--- START ---

PR #409, opened 2024-12-17
Setup test for complex nested conditional node test

dvargas92495:
This test case is quite involved and relevant for a customer we are looking to onboard this week. Basically, graph generation breaks down when there's a Conditional Node _within another_ Conditional node, as long as the former is in a set. This PR fixes this case

### DIFF
--- a/ee/codegen/src/__test__/__snapshots__/workflow.test.ts.snap
+++ b/ee/codegen/src/__test__/__snapshots__/workflow.test.ts.snap
@@ -41,6 +41,19 @@ class TestWorkflow(BaseWorkflow):
 "
 `;
 
+exports[`Workflow > write > graph > should be correct for a basic merge node and an additional edge 2`] = `
+"from vellum.workflows import BaseWorkflow
+from .nodes.templating_node import TemplatingNode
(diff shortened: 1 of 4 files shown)


.pre-commit-config.yaml
```diff
@@ -41,10 +41,12 @@ repos:
...
         types: [python]
 
-  - repo: https://github.com/PyCQA/isort
-    rev: 5.13.2
+  - repo: local
     hooks:
       - id: isort
+        name: isort
+        entry: bash -c "poetry run isort ."
+        language: system
```
dvargasfuertes: If you rebase, this would catch issues from the fern generated files, presumably bc it missed our config

ee/codegen/src/__test__/__snapshots__/workflow.test.ts.snap
```diff
@@ -153,6 +175,22 @@ class TestWorkflow(BaseWorkflow):
 "
 `;
 
+exports[`Workflow > write > graph > should be correct for port within set to a set 1`] = `
```
dvargasfuertes, line 178: this was just moved from below, since I forgot to nest this under `graph` in a previous PR

PR #413, opened 2024-12-17
Fix hash of search node query inputs

NgoHarrison:
The path variable is a list so it isn't hashable


dvargas92495 (approved):

dvargas92495:
I would've expected this to fail a test, similar to whatever triggered this in the prototype repo. Could we fast follow with one?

--- END ---

Nothing in the records may be dropped; reproduce them exactly.

PR #409, opened 2024-12-17
Setup test for complex nested conditional node test

dvargas92495:
This test case is quite involved and relevant for a customer we are looking to onboard this week. Basically, graph generation breaks down when there's a Conditional Node _within another_ Conditional node, as long as the former is in a set. This PR fixes this case

### DIFF
--- a/ee/codegen/src/__test__/__snapshots__/workflow.test.ts.snap
+++ b/ee/codegen/src/__test__/__snapshots__/workflow.test.ts.snap
@@ -41,6 +41,19 @@ class TestWorkflow(BaseWorkflow):
 "
 `;
 
+exports[`Workflow > write > graph > should be correct for a basic merge node and an additional edge 2`] = `
+"from vellum.workflows import BaseWorkflow
+from .nodes.templating_node import TemplatingNode
(diff shortened: 1 of 4 files shown)


.pre-commit-config.yaml
```diff
@@ -41,10 +41,12 @@ repos:
...
         types: [python]
 
-  - repo: https://github.com/PyCQA/isort
-    rev: 5.13.2
+  - repo: local
     hooks:
       - id: isort
+        name: isort
+        entry: bash -c "poetry run isort ."
+        language: system
```
dvargasfuertes: If you rebase, this would catch issues from the fern generated files, presumably bc it missed our config

ee/codegen/src/__test__/__snapshots__/workflow.test.ts.snap
```diff
@@ -153,6 +175,22 @@ class TestWorkflow(BaseWorkflow):
 "
 `;
 
+exports[`Workflow > write > graph > should be correct for port within set to a set 1`] = `
```
dvargasfuertes, line 178: this was just moved from below, since I forgot to nest this under `graph` in a previous PR

PR #413, opened 2024-12-17
Fix hash of search node query inputs

NgoHarrison:
The path variable is a list so it isn't hashable


dvargas92495 (approved):

dvargas92495:
I would've expected this to fail a test, similar to whatever triggered this in the prototype repo. Could we fast follow with one?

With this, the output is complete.